Basics of swing trading

Basics of swing trading

Many traders for some reason think that swing trading is very similar to day trading. But day trading is actually a lot more complicated, it requires a lot more time, and a lot more effort. Day trading requires you to sit at your computer all day long watching the markets. Swing trading is a lot more relaxed and done a lot more leisurely. It is less intense and generally has less capital requirements than day trading.

Swing trading is different from day trading. When swing traders trade, they leave their trades running for more than one day or even a month or more. Swing trading is a short to interim term trend-following trading technique. It is involving trends only, and it’s the swings of the markets that are referred to in the term Swing Trading.

Generally swing traders look for minor trend reversals to enter trades in the direction of the main trend.

For example in a main uptrend swing traders will enter on the minor pullback. This is done in anticipation that the price will continue back to the uptrend.

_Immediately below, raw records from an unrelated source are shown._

PR #938, opened 2026-06-05
fix: implement request ID handling for scan abortion

wakonig:
## Description

Pending requests were not properly removed from the queue. This PR fixes it by adding support for aborting element through their request ID. While this would normally not happen, or is at least very unlikely to ever be encountered by a user, the scan interlock exposed this faulty behavior: If the scan interlock is active, any request will remain pending. Therefore, if a user submits a new request and notices that the interlock is active and aborts it e.g with ctrl-c, the request would remain in the queue. 

## Type of Change

- Add support for scan modifications with request ID
- Extend ScanModificationMessage to support request ID
- Trigger aborts for pending requests on KeyboardInterrupt

## How to test

- Run unit tests
- Enable the scan interlock and move it to locked state. Submit a umv command through the cli and ctrl-c it. Check bec.queue to ensure that the element is properly removed from the queue.

## Additional Comments

The scan queue widget in BW is still only using the scan id so it will have the same problem. We should fix it asap.

### DIFF
--- a/bec_ipython_client/bec_ipython_client/callbacks/ipython_live_updates.py
+++ b/bec_ipython_client/bec_ipython_client/callbacks/ipython_live_updates.py
@@ -189,7 +189,7 @@ class IPythonLiveUpdates:
                 request_context.queue_status = queue.status
                 self._request_block_id = req_id = self._active_request.metadata.get("RID")
 
-                while queue.status not in ["COMPLETED", "ABORTED", "HALTED"]:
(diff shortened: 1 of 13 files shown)


d-perl (commented):
can we deprecate the fields we don't want to use anymore (https://pydantic.dev/docs/validation/latest/concepts/fields/#deprecated-fields) (and ignore the warnings inside the scan manager with https://docs.python.org/3/library/warnings.html#warnings.catch_warnings until removal ?)

d-perl (approved):
lgtm

PR #943, opened 2026-06-09
fix: initialize ready state in BeamlineStateManager

wakonig:
## Description

* Fix a small bug in the beamline state manager that would leave the manager in a "not ready" state. 
* Add some more logging around the actors.
* Fix startup state handling: The scan server was reporting "ready" before the states were set up.


d-perl (approved):
As you say I think this is a correct change to make either way

PR #944, opened 2026-06-10
test: increase ramp-up time for delay device in test fixture

wakonig:
## Description

The backend logs suggest that everything is working correctly: The actor kicks in, locks the queue and the device recovers, leading to an unlock. The client in the e2e test seems to receive the data too late, i.e. when the device has already recovered. I suggest to increase the rampup time to give it more time. 

While testing, I also found and fixed a bug in the alarm handler.


d-perl (approved):
this does seem to help, the interlock test ran very early on and still passed

PR #949, opened 2026-06-12
fix: migrate extra fields in pydantic models to json_schema_extra

wakonig:
## Description

Pydantic marks additional kwargs in Field as deprecated and recommends to migrate to `json_schema_extra`.

### DIFF
--- a/bec_lib/bec_lib/bl_states.py
+++ b/bec_lib/bec_lib/bl_states.py
@@ -58,7 +58,7 @@ class BeamlineStateConfig(BaseModel):
     state_type: ClassVar[str] = "BeamlineState"
 
     name: str = Field(
-        **ScanArgument(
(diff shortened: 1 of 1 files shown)


d-perl (changes requested):
I don't think this is exactly right, these are standard kwargs for `Field`, not extra kwargs. The type checker just doesn't know that the stuff from `scan_argument.model_dump()` has the right kwarg names. I'm not sure why it's important to use the `ScanArgument` here but if you want to make that work with typing, maybe make a thing like

```python
class ScanArgument(...):

    def to_field(self, args):
        return Field(args, description=self.description, display_name=self.display_name, json_schema_extra={<stuff which isn't in field args>})
```

and then

```python
name: str = ScanArgument(...).to_field(default)
```
?

PR #951, opened 2026-06-12
fix: skip ScanArgs in schema generation

wakonig:
## Description

Skip ScanArgument in schema generation.


d-perl (approved):
nice, good solution

PR #362, opened 2021-02-24
inject fsgroup in grafana-dev

marcolan018:
https://github.com/open-cluster-management/backlog/issues/9699


anthonyfister:
2.2.1 will only be a container refresh.
Please target this to ACM 2.2.2.

songleo:
we just need to fix it in upstream. and it is not bundled into the release images.

PR #378, opened 2021-03-05
delete invalid manifestwork during reconcile

marcolan018:


controllers/placementrule/placementrule_controller.go
```diff
@@ -151,6 +151,14 @@ func (r *PlacementRuleReconciler) Reconcile(ctx context.Context, req ctrl.Reques
 		staleAddons = append(staleAddons, addon.Namespace)
 	}
 	for _, work := range workList.Items {
+		if work.Name != work.Namespace+operatorWorkNameSuffix &&
+			work.Name != work.Namespace+resWorkNameSuffix {
```
clyang82, line 155: it seem the logic will remove `klusterlet-*` manifestwork as well

clyang82: I think we should delete the previous endpoint-*-manifestwork prior to creating the new one.

marcolan018: @clyang82 
the changes are not ready and I have not tested it in a upgrade scenario. Seems I created the pr by mistake...
I will request your review later once I completed all works on this.

For your concern/questions above:
the workList is manifestworks with label owner: multicluster-observability-operator, so will not affect other manifestworks.
imo, it doesn't matter to delete old manifestworks before/after new manifestworks created. Since work agent will guarantee the state in managed cluster as same as the new manifestworks finally.

PR #386, opened 2021-03-10
switch to use clusterrole to replace roles in each cluster namespace

marcolan018:
https://github.com/open-cluster-management/backlog/issues/10004


clyang82:
Do we need to special handle the upgrade case - to remove the role in managedcluster namespace?

marcolan018:
@clyang82 
yes, I will add the code to handle the upgrade in another pr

In other words and they buy on dips or they sell on Peaks.

A swing trader take advantage of the “ease” in the market, when the buyers in an uptrend – the institutions, the “big money” – just take a breath and let the price ease down a little bit.

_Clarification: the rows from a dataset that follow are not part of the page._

PR #402, opened 2021-03-19
delete deprecated roles/manifestworks in 2.2

marcolan018:
1. clean old manifestworks
2. clean old roles: https://github.com/open-cluster-management/backlog/issues/10004

### DIFF
--- a/controllers/placementrule/manifestwork.go
+++ b/controllers/placementrule/manifestwork.go
@@ -34,6 +34,22 @@ type MetricsAllowlist struct {
 	MatchList []string `yaml:"matches"`
 }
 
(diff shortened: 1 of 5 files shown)


clyang82:
@marcolan018 I did not follow the comment: `imo, it doesn't matter to delete old manifestworks before/after new manifestworks created. Since work agent will guarantee the state in managed cluster as same as the new manifestworks finally`. for instance, upgrade from 2.2, the old manifestwork is there, the endpoint-operator is in managed cluster. if the new manifestwork created, do we have conflicted between old and new?

marcolan018:
@clyang82 
there will be no conflict
the resource with the same name in new manifestwork will not be created until the old manifestwork deleted.

PR #408, opened 2021-03-24
handle  null observabilityaddonspec

marcolan018:
also fix the error when listing deprecated roles

https://github.com/open-cluster-management/backlog/issues/10460


clyang82:
Just let you know. the `observabilityAddonSpec` is required in v1beta2.

PR #425, opened 2021-03-27
add permission for observatorium sa for crud of poddisruptionbudgets

marcolan018:
https://github.com/open-cluster-management/backlog/issues/10847


clyang82:
Good catch 👍 
/lgtm

PR #426, opened 2021-03-29
Upgrade obs to adopt new feature

clyang82:
Upgrade obs to adopt new feature - fetch image from obs cr.


songleo (approved):

songleo (approved):

clyang82:
the failure case we need to update e2e to reflect the observatorium cr structure change. Will submit a separated CR in e2e tests. forcefully merge it.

As a swing trader you would enter the market at that bottom of the pullback – when the price is going down in a uptrend. At some point the sellers get exhausted. They get tired out and they take a breath. And that is when the price will recover, and continue its uptrend. A swing trader trading a down trend would enter, when it peaked up to take advantage of that little movement against the trend.

Successful swing traders are anticipating that the asset, whether it’s a stock or currency, will continue overall for the next day or week in the same direction in which it’s been going. So when it peaks and starts to go down, they know it’s going to go back to a price level where it was trading earlier, and they’ll buy it there.

Successful traders watch how the price in a strong uptrend reverses for a short while. With Point and Figure, traders can easily see these as reversal patterns in the P&F charts. Often, in a very strong up trend, the price will reverse for a few price points, and then continue its uptrend. The P&F reversal is the best time to enter trades in an uptrend. The picture illustrates this simple Point and Figure pattern. The trader will enter here, and then let it run. Let it continue its uptrend. The risk is minimized by placing a stop loss below the lowest O. That is how to make money swing trading.